僕はためらいがちに彼女の体を抱き寄せると、スカートの中に手をさしいれました。それから後のできごとは、こまぎれの映像をみるようで、興奮のために頭の中が真っ白になった僕は、なにがどうなったのか理解することもできなくなりました。太腿の間をすべりおりるパンツ、体毛にとりまかれた皮膚、襞と襞のあいだをうめる影、そして僕のものがそのなかに尽き入って行き、彼女が吐息をもらすまでのあいだが、あっというまにすぎさっていきました。
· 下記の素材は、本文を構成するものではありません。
PR #580, opened 2023-02-15
feat: add elasticsearch

vjerci:
## Description
This pr adds a rule for sensitive data in elasticsearch database

Patterns:
```
  - pattern: |
      $<CLIENT>.index($<...>$<DATA_TYPE>$<...>)
    filters:
      - variable: DATA_TYPE
        detection: datatype
      - variable: CLIENT
        values:
          - client
          - elasticsearch
          - es
```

彼が帰ってきたとき、部屋には僕一人きりでいて、彼女は庭で犬を相手にしていました。
「じゃ、帰るから」
僕が言うと、彼は庭のほうをうかがいました。いつもなら見送りにくるはずの母が、なぜか今日にかぎって出てきません。
「母さん」
と彼がよぶのを、いいからと僕は手をふってさえぎり、家をあとにしました。肩にかけた僕のカバンの中には、あのとき彼女から脱がしたパンツが入っていました。二度ともどることのない幸せな時間の、証拠の品とおもって僕はもちかえったのです。そしてあのとき、庭でいつものようにしゃがみこんで犬をなでていた彼女のスカートの中の、膝の奥が黒いもので覆われていたのを知っているののもまた、僕一人でした。